Please restate, word for word, the lines below that begin at the one with "I will take" and end at the one with "you sure you". Leave out all other lines.

--- --- ---

Issue #2580, opened 2023-04-16
Allow an option for opting out of training data collection for each chat


yk:

olliestanley:
#2820 will add the backend support for this

olliestanley:
Backend support for data opt out is merged, we now need the website to support this

mtosity:
I will take this one and put this as an button in the drop down (above the delete button)
![Image](https://user-images.githubusercontent.com/40803798/236990100-3e2aadba-8720-4810-9cac-14fba0ea0c72.png)


But the user might also need to know which chat already opt out

Issue #2745, opened 2023-04-19
Allow per-chat sampling parameters


dvruette:
As I understand, the sampling parameters are currently stored client-side in localStorage and apply to all chats. From a user perspective, this is a bit unintuitive and it would be nice to have control over the parameters on a chat-by-chat basis. E.g. playing around with different parameters to see what gives the best results is very tedious if the settings are global.

mtosity:
Do we have the backend support for saving chat sampling parameters?

PR #3104, opened 2023-05-09
feat: Allow an option for opting out of training data collection for each chat 

mtosity:
Issue: https://github.com/LAION-AI/Open-Assistant/issues/2580

Add a button to support opt-out of training data. 
A toggle would be nicer but currently can not get "opt-out status" from the list chat, only an PUT API to opt-out

Demo:

https://user-images.githubusercontent.com/40803798/236996856-98898fae-e71c-4de4-9a55-e01e905c564e.mp4

### DIFF
--- a/website/public/locales/en/chat.json
+++ b/website/public/locales/en/chat.json
@@ -6,6 +6,13 @@
   "delete_chat": "Delete chat",
   "delete_confirmation": "Are you sure you want to delete this chat?",
   "delete_confirmation_detail": "If you delete this chat, it won't be part of our data, and we won't be able to use it to improve our models. Please take the time to upvote and downvote responses in other chats to help us make Open Assistant better!",
+  "opt_out": {
+    "button": "Opt out of training data",
+    "success_message": "You have opted out of training data.",
+    "dialog": {
+      "title": "Confirm opting of training data"
+    }
+  },
   "edit_plugin": "Edit Plugin",
   "empty": "Untitled",
   "input_placeholder": "Ask the assistant anything",
--- a/website/src/components/Chat/ChatListItem.tsx
+++ b/website/src/components/Chat/ChatListItem.tsx
@@ -20,8 +20,9 @@ import {
   useBoolean,
   useDisclosure,
   useOutsideClick,
+  useToast,
 } from "@chakra-ui/react";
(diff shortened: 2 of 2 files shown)


notmd:
Thank you. My idea for this is to introduce a tab on the right sidebar, one for config and one for common settings like title, allow_data_use, hidden, shared (in the future),... and the delete button. Then we will have spaces to explain allow_data_use mean, warn what happens with delete etc... Also avoid popups when clicking delete... Since on mobile, the chat list is already a popup, and triggering another popup is really bad practice IMO.

mtosity:
I could wrap the whole chat with a context and the state will be `{ currentChatId: string}`, then we could do chat common settings and chat config like you said

Also this will help to build the https://github.com/LAION-AI/Open-Assistant/issues/2745

olliestanley:
What is the status of this? It seems like we can merge in current state and address concerns above in future PR(s), right? It is quite important to get this opt-out into prod asap.

mtosity:
Update from me: this PR still like the demo, a button to opt-out with a confirm modal. I can do a followup PR on this Sunday

notmd (approved):

olliestanley:
> Update from me: this PR still like the demo, a button to opt-out with a confirm modal. I can do a followup PR on this Sunday

Thank you! It is now possible to get current opt out state from the backend so we could also convert to a toggle in this follow-up PR :)

Maxuvious:
This 'opt out' button is very broken in its current state. If I inspect-element and delete a bunch of elements I can reach it and click it, otherwise it's unreachable, but even then there is no confirmation that the chat's data is actually opt-out of the data set. If this were the case, I would expect something like an indicator or even just that if you reselect the option a second time it might say something like 'opt this chat back into the data set', but alas, nothing of the sort. Should I open a new issue on this? 
image

Maxuvious:
> This 'opt out' button is very broken in its current state. If I inspect-element and delete a bunch of elements I can reach it and click it, otherwise it's unreachable, but even then there is no confirmation that the chat's data is actually opt-out of the data set. If this were the case, I would expect something like an indicator or even just that if you reselect the option a second time it might say something like 'opt this chat back into the data set', but alas, nothing of the sort. Should I open a new issue on this? image

As well, from the screenshot I took, it says "Confirm opting of training data" which is unclear what this means -- opting out, or opting in?

Issue #297, opened 2023-01-02
Code Instructions using data augmentation


GravermanDev:
The idea is to have a notebook that takes a code as an input and converts it into set of instructions on how to make it. This can be achieved using existing models form HF but data quality is crucial here. This will be very useful for generating more data for training

Example:
Code: performs raycasting
Instructions:
1. Set up pygame window
2. do a function to cast a ray
3. cast rays from the player
4. render

this is related to #279

yk:
Where would the training data for these instructions come from?

GravermanDev:
the main idea is to use [this dataset](https://huggingface.co/datasets/code_search_net) as it contains code <-> comment pairs. This can with some help of summarizing models, can be used most of the time to figure out what the function does

yk:
sound good. are you interested in working on it or should we keep it as a todo?

GravermanDev:
unfortunetly I can't for the next 2 days so I'll take it if noone completes this for the next 2 days

GravermanDev:
okay, you can assign me to the issue

ontocord:
@GravermanDev - hey hey - i know you are busy. wanted to see if you were still working on this or we can add another person to help you?

GravermanDev:
you can add another person, thanks and sorry for the inconvenience

mikastamm:
Hey @ontocord 👋 
Can you assign me to this?

I will try out some different code summarisation models that look promising and see how good and reliable the results are. Got any leads on which ones to look at?

What level of abstraction do you think would be good here as the output? Could be anything from each line of the input code as natural language to a single sentence summarisation.
I would think that more granular explanations could be better, because it's similar to step-by-step prompting. 

Having both the summarisation (eg. This program renders an object with raycasting) followed by the steps taken to make that happen might be even better, so the model can associate abstract concepts with the steps needed to realize them. What do you think?

If the models are good at recognizing what a code does but are not verbose enough and only provide short summaries, they could probably be easily fine tuned to provide more granular descriptions without too much data, right? 
Because to correctly classify that a function does raycasting, for example, you'd need to already understand what sort of steps are needed to that.

xrsrke:
@GravermanDev @ontocord  Hello, I'm interested in contributing to this task. In my understanding, you want to create synthetic data. So, my questions are:

1. What is the base model for generating synthetic data?
2. What is the dataset for prompts? (For example: writing a calculator program in Python...)
[...]

PR #3106, opened 2023-05-09
Added the required files to generate a instructional python dataset…

Nan-Do:
… and updated __init__.py. This solves https://github.com/LAION-AI/Open-Assistant/issues/297


olliestanley:
How good is the model generating these summaries? Can you provide any links to examples etc?

Nan-Do:
@olliestanley in my opinion the quality for the python model is pretty high, almost all of the times it generates a human-like response, perhaps you could argue it's a little bit short tho. Also, the code-search-net is a pretty easy dataset as all the functions include documentation so most of the time the output is a short version version of the docstring. I have also uploaded a version of the code-search-net with the summaries if you want to check the quality output. The dataset can be found [here](https://huggingface.co/datasets/Nan-Do/codesearchnet-python)

olliestanley (approved):
Thanks! I have been through some of the data and left a note in the readme for anyone working with it, but overall the data looks pretty good ;)

Issue #1689, opened 2023-02-17
Add shortcuts for basic markdown, same as in github edit page


complynx:
Here, in  gh, when you send text, you have preview tab and a bunch of buttons to help you out. Not everyone can get that you can do md formatting in the text

notmd:
for anyone who want to implement this here is a few packages I found
[https://github.com/bytedance/bytemd](https://github.com/bytedance/bytemd)
[https://github.com/uiwjs/react-md-editor](https://github.com/uiwjs/react-md-editor)

PR #3110, opened 2023-05-09
implement markdown editor

notmd:
close https://github.com/LAION-AI/Open-Assistant/issues/1689
image
image


AbdBarho (approved):
This has no effect on the rending of images, right?

notmd:
> This has no effect on the rending of images, right?

Yes, the markdown rerendering logic still same as before.

PR #3113, opened 2023-05-10
add requests to requirements.txt

ComradeEcho:
The backends were exiting due to missing `requests`

image


ComradeEcho:
> Normally we have fixed versions for all dependencies. Maybe requests is stable enough to omit it.

If you decide to opt for a fixed version of `requests`, there's another instance of it here added last week:

https://github.com/LAION-AI/Open-Assistant/blob/ea6af414ac75e4dbf0d42d50b71491bb678105de/backend/requirements.txt#L18

PR #3124, opened 2023-05-11
next changes, remove @next/font

dewasahu2003:
removed @next/font


notmd:
Thanks, can you fix the build?

dewasahu2003:
i ran `pre-commit run --all-files` in the root locally before committing , checks passed then, still getting the checks fails
- i think the problem is related to **package.lock.json**

notmd:
Yeah I mean fix package-lock file.

notmd (approved):

PR #3130, opened 2023-05-11
New encourage message UI

notmd:
- Only show for the last assistant message
Mobile UI
image
Desktop UI
image

### DIFF
--- a/website/public/locales/en/chat.json
+++ b/website/public/locales/en/chat.json
@@ -46,5 +46,7 @@
   "save_preset": "Save this preset",
   "preset_exists_error": "A preset with this name already exists",
   "preset_name_placeholder": "Enter name",
-  "feedback_message": "Thoughts? Let us know!"
+  "feedback_message": "How did I do? Your feedback will make me better!",
+  "feedback_action_great": "Great",
+  "feedback_action_worst": "Worst"
 }
--- a/website/public/locales/en/chat.json
+++ b/website/public/locales/en/chat.json
@@ -48,5 +48,5 @@
   "preset_name_placeholder": "Enter name",
   "feedback_message": "How did I do? Your feedback will make me better!",
   "feedback_action_great": "Great",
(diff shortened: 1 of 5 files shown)


website/public/locales/en/chat.json
```diff
@@ -46,5 +46,7 @@
   "save_preset": "Save this preset",
   "preset_exists_error": "A preset with this name already exists",
   "preset_name_placeholder": "Enter name",
-  "feedback_message": "Thoughts? Let us know!"
+  "feedback_message": "How did I do? Your feedback will make me better!",
+  "feedback_action_great": "Great",
+  "feedback_action_worst": "Worst"
```
notmd, line 51: @olliestanley as a native speaker how do you think about this?

andreaskoepf:
Thanks a lot for the updated design. I think it is much cleaner now than having a label in every conversation message window.
I personally would even go one step further and also remove the secondary thumbs up & down buttons in the bottom message and just use it as a tip/reminder "balloon".

Message could be something like:
 "Please rate the reply quality by pressing thumbs up or thumbs down. Your feedback will make me better!"

@olliestanley maybe check

olliestanley:
I quite like the extra thumbs up and thumbs down icon, I think users will be more likely to click on them than just the small ones.

But not sure about "Great" and "Worst" - maybe it will cause users to think that they should only react in extreme cases. We could just have the icons.

andreaskoepf:
An argument against secondary thumbs buttons outside the message box: The context might not be 100% clear, e.g. it could be interpreted as judgement for the whole conversation (because individual messages already have buttons).

andreaskoepf:
If it is only about the labels beside the thumbs icons, I would suggest:

- good/bad
- great/poor

AbdBarho (approved):
♥

AbdBarho:
I would also suggest:
Good / could be better

PR #3150, opened 2023-05-13
Improve the messages in the dashboard to avoid misunderstandings

GuilleHoardings:
The goal is to make it clear where to chat and what the tasks are about.


website/public/locales/en/index.json
```diff
@@ -1,6 +1,7 @@
 {
   "blurb": "We believe we can create a revolution.",
   "blurb1": "In the same way that Stable Diffusion helped the world make art and images in new ways, we want to improve the world by providing amazing conversational AI.",
+  "chat_with_our_assistant": "Chat with our assistant",
```
notmd, line 4: Can you still the old key `try_our_assistant` here?

notmd (approved):

notmd:
Thanks.

PR #3158, opened 2023-05-14
setting width for try assistant button

### LINKED ISSUE #3142: Try our assistant button
https://github.com/LAION-AI/Open-Assistant/assets/95025816/9c1ec7eb-4eb5-47c2-96a3-1101df12e6d7

Another one too hard to explain with words...

gsaivinay:
this PR closes #3142

### DIFF
--- a/website/src/pages/dashboard.tsx
+++ b/website/src/pages/dashboard.tsx
@@ -66,7 +66,7 @@ const Dashboard = () => {
         {ENABLE_CHAT && (
           <Flex direction="column" gap={4}>
             <Heading size="lg">{t("index:try_our_assistant")}</Heading>
-            <Link href="/chat" aria-label="Chat">
+            <Link href="/chat" aria-label="Chat" style={{width: 'max-content'}}>
               <Button sx={chatButtonStyle}>{t("index:chat_with_our_assistant")}</Button>
             </Link>
           </Flex>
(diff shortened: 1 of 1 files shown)


website/src/pages/dashboard.tsx
```diff
@@ -66,7 +66,7 @@ const Dashboard = () => {
         {ENABLE_CHAT && (
           <Flex direction="column" gap={4}>
             <Heading size="lg">{t("index:try_our_assistant")}</Heading>
-            <Link href="/chat" aria-label="Chat">
+            <Link href="/chat" aria-label="Chat" style={{ width: "max-content" }}>
```
DoctorKrolic, line 69: Disclamer: I am not a professional frontend developer

Isn't it more correct to put link inside a button? Wouldn't it solve the issue without additional css? Or maybe get rid of button tag at all and make it just link if possible?

gsaivinay: Even I thought of same, but that would require refactoring decisions, so I'm not sure what is the process and just raised a PR to fix the existing issue.

DoctorKrolic: Well, let's wait for a team member opinion on this then

notmd (approved):
Thanks

website/src/pages/dashboard.tsx
notmd: It is better to render the button as a tag, but I think its fine for now.

Issue #3144, opened 2023-05-13
Curate SFT-9 dataset mixes


olliestanley:
Iterate on the SFT-8 dataset mixes to create pretraining and final SFT mixes for SFT-9. This requires investigating the quality and usefulness of the datasets. Community input welcome below. See the `sft8_training` [branch](https://github.com/LAION-AI/Open-Assistant/tree/sft8_training) for the code state corresponding to the below SFT-8 configs.

SFT-8 pretraining mix: https://huggingface.co/OpenAssistant/llama-30b-pre-v8-13k-steps/blob/main/README.md

SFT-8 final SFT mix: https://huggingface.co/OpenAssistant/llama-30b-sft-v8-2.5k-steps/blob/main/README.md

Leading on this: @0x22almostEvil

0x22almostEvil:
I'm here!

r7l:
Would it be possible to use the [Starcoder datasets](https://huggingface.co/datasets/bigcode/starcoderdata)?

olliestanley:
> Would it be possible to use the [Starcoder dataset](https://huggingface.co/datasets/bigcode/starcoderdata)?

Currently we include some RedPajama data with a language modelling objective during SFT to try to prevent catastrophic forgetting of pretraining knowledge. Maybe it would be possible to do something similar with StarCoder data. But I don't think we could train on the whole dataset, that would just be hugely expensive and more in the realms of foundation model pretraining than assistant finetuning.

r7l:
Understandable. I'd assume that a large portion of current OA users are coders. So it might be reasonable for the start to have a good understanding for coding. It's pretty ok for SFT-7 already but there will always be room for improvement.

0x22almostEvil:
Yeah, we might collect some good datasets for coding as well

olliestanley:
Since the results of the Guanaco paper I think it is clear SFT-9 should use a much smaller set of finetuning data and focus on high quality. I suggest we try a run dropping synthetic datasets, with maybe exceptions for those synthetic datasets which are clearly high-quality

andreaskoepf:
While we definitely should use QLoRA (a groundbreaking result for the whole ML community) and only try a super-high quality final fine-tuning run (like OA top-1 threads, i.e. as it was done for Guanaco) I think the total situation is not that simple.

In the fine-print of his twitter [mega-thread](https://twitter.com/Tim_Dettmers/status/1661379354507476994) Tim Dettmers writes:

[...]

PR #3162, opened 2023-05-14
Switch to filtered prosocial dataset

TCLProject:
This PR modifies ProsocialDialogue to use the filtered version of the dataset I have created, with less irrelevant data and less rejections. 

In this modified dataset I have filtered out the mostly irrelevant lines where the safety label is "casual" and "possibly/probably needs caution", which I have found to be mostly pointless, as well as some lines where the phrasing of the response might hurt the model's performance by refusing to act on a request. 

This is an alternative solution that may work instead of removing the dataset completely, as mentioned in #3144

### DIFF
--- a/model/model_training/custom_datasets/toxic_conversation.py
+++ b/model/model_training/custom_datasets/toxic_conversation.py
@@ -20,7 +20,7 @@ class ProsocialDialogueExplaination(Dataset):
 
     def __init__(self, split="train", cache_dir=".cache") -> None:
         super().__init__()
-        dataset = load_dataset("allenai/prosocial-dialog", cache_dir=cache_dir)[split]
+        dataset = load_dataset("Englishman2022/prosocial-dialog-filtered", cache_dir=cache_dir)[split]
         self.pairs = []
         for row in dataset:
             for safety_annotation, safe_answer in zip(row["safety_annotations"], row["safety_annotation_reasons"]):
@@ -54,7 +54,7 @@ class ProsocialDialogue(Dataset):
 
     def __init__(self, split="train", cache_dir=".cache") -> None:
         super().__init__()
-        dataset = load_dataset("allenai/prosocial-dialog", cache_dir=cache_dir)[split]
+        dataset = load_dataset("Englishman2022/prosocial-dialog-filtered", cache_dir=cache_dir)[split]
         self.pairs = []
         for row in dataset:
             prompt = row["context"]


andreaskoepf:
Thanks a lot for working on prosocial, we got some negative comments for SFT-8 (not deployed yet) which used 15% of prosocial-dialog and had an unfiltered version of gpt4all. The discussion of the dataset mixture for SFT-9 is still very much at the beginning.

0x22almostEvil:
Thanks!

andreaskoepf (approved):
Nice, thanks for filtering!

olliestanley:
One point of confusion from me - the new filtered dataset is 221MB and 3013 pages of rows on HF viewer. The original is much smaller, only 117 MB and 1203 pages. Could there be a duplication issue? It would also be really good if you could include your code for filtering in a directory in `data/datasets/` in this repo, if it's possible

andreaskoepf (approved):

TCLProject:
> One point of confusion from me - the new filtered dataset is 221MB and 3013 pages of rows on HF viewer. The original is much smaller, only 117 MB and 1203 pages. Could there be a duplication issue? It would also be really good if you could include your code for filtering in a directory in `data/datasets/` in this repo, if it's possible

I apologize for the late reply. 
As for the code: it was done through a commandline and I've cleared bash history since then, but it was done using a couple of grep commands I could probably get close to replicating.

As for the duplicates: This is a point of confusion for me too, believe it or not. I appear to have misunderstood how HF datasets work. The train.json in the original dataset is roughly 85 MB. The train.json (which I thought is what matters) is roughly 40MB in the filtered dataset that I have uploaded. HF seems to have combined it with all the other json files, which is not the intended behavior and I do not understand why it acted that way (and I do apologize). The other json files are there to have a dataset at different points of filtering (e.g. with possibly but no casual, with probably but no word filtering, etc). I did not intend on all of the files somehow being merged together.

olliestanley:
> > One point of confusion from me - the new filtered dataset is 221MB and 3013 pages of rows on HF viewer. The original is much smaller, only 117 MB and 1203 pages. Could there be a duplication issue? It would also be really good if you could include your code for filtering in a directory in `data/datasets/` in this repo, if it's possible
> 
> I apologize for the late reply. As for the code: it was done through a commandline and I've cleared bash history since then, but it was done using a couple of grep commands I could probably get close to replicating (the exact filtered words).
> 
> As for the duplicates: This is a point of confusion for me too, believe it or not. I appear to have misunderstood how HF datasets work. The train.json in the original dataset is roughly 85 MB. The train.json (which I thought is what matters) is roughly 40MB in the filtered dataset that I have uploaded. HF seems to have combined it with all the other json files, which is not the intended behavior and I do not understand why it acted that way (and I do apologize). The other json files are there to have a dataset at different points of filtering (e.g. with possibly but no casual, with probably but no word filtering, etc). I did not intend on all of the files somehow being merged together and would appreciate a pointer on why that happened and how I can prevent it from happening.

If you upload multiple JSONs, by default loading the HF dataset will combine them all unless a specific one is given as an argument to the `load_dataset()` call. I made a change in a follow-up PR to add this argument so it's no longer an issue

TCLProject:
> If you upload multiple JSONs, by default loading the HF dataset will combine them all unless a specific one is given as an argument to the `load_dataset()` call. I made a change in a follow-up PR to add this argument so it's no longer an issue

Good to know, Thank you!

PR #3176, opened 2023-05-16
[968] Add paging flagged messages

GraemeHarris:
To finally close off added feature requested here: https://github.com/LAION-AI/Open-Assistant/issues/968

Followed the same cursor pagination as used for the messages. Let me know if there's any major concerns. 

Glad to finally get back in a little bit


andreaskoepf (approved):
Thanks a lot!

PR #3183, opened 2023-05-17
Added an argument for the correct non-ascii export.

Darinochka:
Due to the incorrect saving of trees in a json file, the result appeared in the wrong encoding if the characters were non-ascii (for example, cyrillic).

Docs:
https://docs.python.org/3/library/json.html#basic-usage
If ensure_ascii is true (the default), the output is guaranteed to have all incoming non-ASCII characters escaped. If ensure_ascii is false, these characters will be output as-is.


Darinochka:
Messages are restored, but I think this format is not quite readable and convenient to view.

PR #4392, opened 2026-08-16
feat(equipment): armour and clothing

mortik:
Armour and clothing join the same `Equipment` table as the weapons — worn gear rather than a second kind of thing.

> **Base:** `feat/equipment-reference-table` (#4391). Merge that first; this then rebases onto `main` cleanly.

## What lands

**4775 records, 4441 visible**, from `characters/human/{armor,clothing,starwear}` on top of the weapon trees:

| Family | Visible |
|---|---|
| armor | 2133 |
| clothing | 1861 |
| weapon | 239 |
| undersuit | 202 |
| weapon_attachment | 143 |

`AttachDef Type` names the slot for worn gear — `Char_Armor_Helmet`, `Char_Clothing_Feet` — and fills **all twelve** values of the `slot` enum, including the torso's two clothing layers (`Torso_0` → shirt, `Torso_1` → jacket).

## The dormant columns were sketched for this

The armour spec block lines up with what the table already had:

```
Item Type: Heavy Utility
Damage Reduction: 25%
Temp. Rating: -225 / 75 °C
Radiation Protection: 33600 REM
Radiation Scrub Rate: 147.42 REM/s
Carrying Capacity: 8.0 µSCU
Backpacks: All
```

`damage_reduction`, `temperature_rating`, `core_compatibility` and `backpack_compatibility` map straight across — filled for 2168, 2210, 122 and 469 records. Radiation protection, scrub rate and G-force tolerance had no column, so this adds three.

`Temp. Rating` stays a string: it's a range, not a figure.

## Generalising the skin rule

The rule from #4391 only caught keys that *extend* another key, which missed clothing entirely — the seventeen `mym_shirt_01_01_NN` are siblings, not extensions, and all read "Davlos Shirt (Charcoal)". A picker would have listed it seventeen times.

Now: **records sharing a display name and a maker-and-type key prefix are variants of one item**, and only the first by key stays visible. Visible duplicates went **101 → 19**.

Both halves of that test earn their place, and there are assertions for each: without the name test a rifle's magazine would be hidden by the rifle it shares a prefix with; without the prefix test the two makers who each ship a "BR-2 Shotgun" would collapse into one.

## A bug the existing tests caught

Parsing `180K µSCU` meant reading a thousands suffix — and my first attempt was case-insensitive, so `Effective Range: 50 m` became fifty million. The weapon spec test failed immediately. The suffix is now upper-case only and must not be the first letter of a longer unit, which also keeps `147.42 REM/s` from matching.

## Tests

The loader tests now read the parsed files rather than loading 4,700 rows per test — **198s → 43s**, with more assertions than before, and they're a truer description of what's under test (the parser's output, not the loader's writes). Three genuine loader tests remain: it loads, it resolves manufacturers, it's idempotent.

`bin/rails test` → **2001 tests**, 2 failures + 2 errors, all four pre-existing and unrelated. `standardrb` clean, OpenAPI schema regenerated.

## Also here

The public endpoint now exposes the armour stats — `slot`, `damageReduction`, `temperatureRating`, the radiation pair, `gForceTolerance` and both compatibility fields. They're the interesting part of an armour record, and the endpoint was returning none of them.

## Follow-up

Consumables (`entities/scitem/consumables`, `consumabletypesdatabase`) are the last of the reference tables.

🤖


mortik:
@greptile-apps review

PR #4398, opened 2026-08-16
chore(cleanup): prune the components older builds left behind

mortik:
Components accumulate a row per build forever. This prunes them, without touching the ones players still depend on.

## The growth

`Component` is keyed on **(sc_key, version)**, not `sc_key`:

```ruby
component = Component.find_by(sc_key: normalized_key, version: sc_version)
...
component = Component.create!(sc_key: normalized_key, sc_ref: ref, version: sc_version) if component.blank?
```

So an import never updates the existing row — it adds a fresh one per component, and nothing has ever taken the old ones away. `Component.current_version` exists precisely because the table is assumed to be full of history; it just grows without bound.

Worth knowing before merging: `Component.group(:version).count` will tell you how much this is actually costing in production. I can't see that from here.

## Why it can't just delete

Four tables carry a `component_id`, and one of them is user data:

| Reference | |
|---|---|
| `hardpoints.component_id` | game data, rebuilt each import; FK to components |
| `model_hardpoints.component_id` | game data, `dependent: :nullify` |
| `model_hardpoint_loadouts.component_id` | game data, **no FK and no association back from Component** |
| **`vehicle_loadout_hardpoints.component_id`** | **players' saved loadouts, FK to components** |

A saved loadout points at the component it was built with, and that reference is what keeps the loadout meaning what its owner chose. The foreign key would refuse the delete in any case — the good failure mode, but it means a naive cleanup would simply error.

So the job **keeps the current build and whatever players still reference**, and takes the rest. That bounds growth to one build plus a small tail.

`model_hardpoint_loadouts` is cleared explicitly, because nothing else would: it has neither a foreign key nor an association back from `Component`. And rows are destroyed rather than deleted, so a component takes its own sub-hardpoints with it and the hardpoints fitted with it get their reference cleared before the row goes.

## The guard

The job refuses to run before the current build has been imported. Without it every row looks stale and the table is emptied — a scheduled job with that failure mode is worse than no job. There's a test for it.

## Also here

**An index on `components.version`.** There wasn't one — only `manufacturer_id` — so every `current_version` scope was a filtered scan over the growing table. Added concurrently.

Scheduled weekly on Sunday at 03:00, after a week of imports have landed.

## Testing

Six tests, covering what a data-deleting job needs to get right: stale rows go, a component a saved loadout references stays, the model-hardpoint-loadout reference is cleared, sub-hardpoints go with their component, nothing happens before the current build is imported, and nothing happens when there is nothing stale.

`bin/rails test` → 2007 tests, 2 failures + 2 errors, all four pre-existing and unrelated.

🤖

### DIFF
--- a/app/jobs/cleanup/component_versions_job.rb
+++ b/app/jobs/cleanup/component_versions_job.rb
@@ -1,0 +1,48 @@
+# frozen_string_literal: true
+
+module Cleanup
+  # Components are keyed on (sc_key, version), so every imported build adds a
+  # fresh row per component and nothing ever took the old ones away. The rows
+  # cannot simply be dropped: a saved vehicle loadout points at the component it
+  # was built with, and that reference is what keeps the loadout meaning what
+  # its owner chose.
+  #
+  # So this keeps the current build and whatever players still reference, and
+  # takes the rest.
+  class ComponentVersionsJob < ::Cleanup::BaseJob
+    Result = Struct.new(:removed, :kept_for_loadouts) do
+      def to_s
+        "removed=#{removed} kept_for_loadouts=#{kept_for_loadouts}"
+      end
+    end
+
+    def perform
+      version = Rails.configuration.sc_data[:version]
+
+      # Before the current build has been imported every row looks stale, and
+      # the table would be emptied. Nothing to clean up until it lands.
+      return if version.blank? || Component.where(version:).none?
+
+      referenced = VehicleLoadoutHardpoint.where.not(component_id: nil).select(:component_id)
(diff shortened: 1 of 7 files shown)


mortik:
Superseded by #4399.

This pruned rows that shouldn't exist in the first place — "keep whatever a loadout still references" was a workaround for loadouts pointing at build-specific rows. #4399 removes the cause instead: one row per component, updated in place, with the spec history kept as PaperTrail versions.

The `components.version` index from here is still worth having and has been folded into #4399, placed after the collapse so it builds over the table that survives rather than all 36k rows.

🤖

--- --- ---

* _Task response_:
I will take this one and put this as an button in the drop down (above the delete button)
![Image](https://user-images.githubusercontent.com/40803798/236990100-3e2aadba-8720-4810-9cac-14fba0ea0c72.png)


But the user might also need to know which chat already opt out

Issue #2745, opened 2023-04-19
Allow per-chat sampling parameters


dvruette:
As I understand, the sampling parameters are currently stored client-side in localStorage and apply to all chats. From a user perspective, this is a bit unintuitive and it would be nice to have control over the parameters on a chat-by-chat basis. E.g. playing around with different parameters to see what gives the best results is very tedious if the settings are global.

mtosity:
Do we have the backend support for saving chat sampling parameters?

PR #3104, opened 2023-05-09
feat: Allow an option for opting out of training data collection for each chat 

mtosity:
Issue: https://github.com/LAION-AI/Open-Assistant/issues/2580

Add a button to support opt-out of training data. 
A toggle would be nicer but currently can not get "opt-out status" from the list chat, only an PUT API to opt-out

Demo:

https://user-images.githubusercontent.com/40803798/236996856-98898fae-e71c-4de4-9a55-e01e905c564e.mp4

### DIFF
--- a/website/public/locales/en/chat.json
+++ b/website/public/locales/en/chat.json
@@ -6,6 +6,13 @@
   "delete_chat": "Delete chat",
   "delete_confirmation": "Are you sure you want to delete this chat?",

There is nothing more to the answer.